Abstract

The Li4Ti5O12 defect spinel is a promising anode material for lithium ion batteries because it transforms to/from Li7Ti5O12 with a negligible volume change during charging/discharging. Ab initio calculation is a powerful approach for modern materials design and mechanistic studies. However, the atomistic models of the stoichiometric Li4Ti5O12 and Li7Ti5O12 defect spinel have not been optimized due to the requirements of large unit cells and numerous atomistic arrangements of Li and Ti ions at the 16d sites of the defect spinel.
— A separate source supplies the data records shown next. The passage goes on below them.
PR #5380, opened 2025-03-21
refactor(frontend): use ZERO_BI instead of 0n

AntonioVentilii:
# Motivation

Replacing instances of `0n` with `ZERO_BI`.


DenysKarmazynDFINITY (approved):
Thanks!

In this study, ab initio calculations were systematically performed and the most energetically favorable full supercell models were constructed for both Li4Ti5O12 and Li7Ti5O12 defect spinel. The equilibrium lattice parameter of Li4Ti5O12 was 8.4257 Å, while a slight lattice shrinkage of 0.77% and an average intercalation voltage of 1.41 V during charging/discharging were obtained. Moreover, the Li4Ti5O12 phase shows insulating property with a wide bandgap of around 2.3 eV, while the Li7Ti5O12 phase exhibits metallic property. All the calculated structural and electrochemical properties agree closely with the experimental findings in literature. Further theoretical studies on the Li4Ti5O12 defect spinel or other defect spinel in general can be realized according to the full supercell models proposed in this study.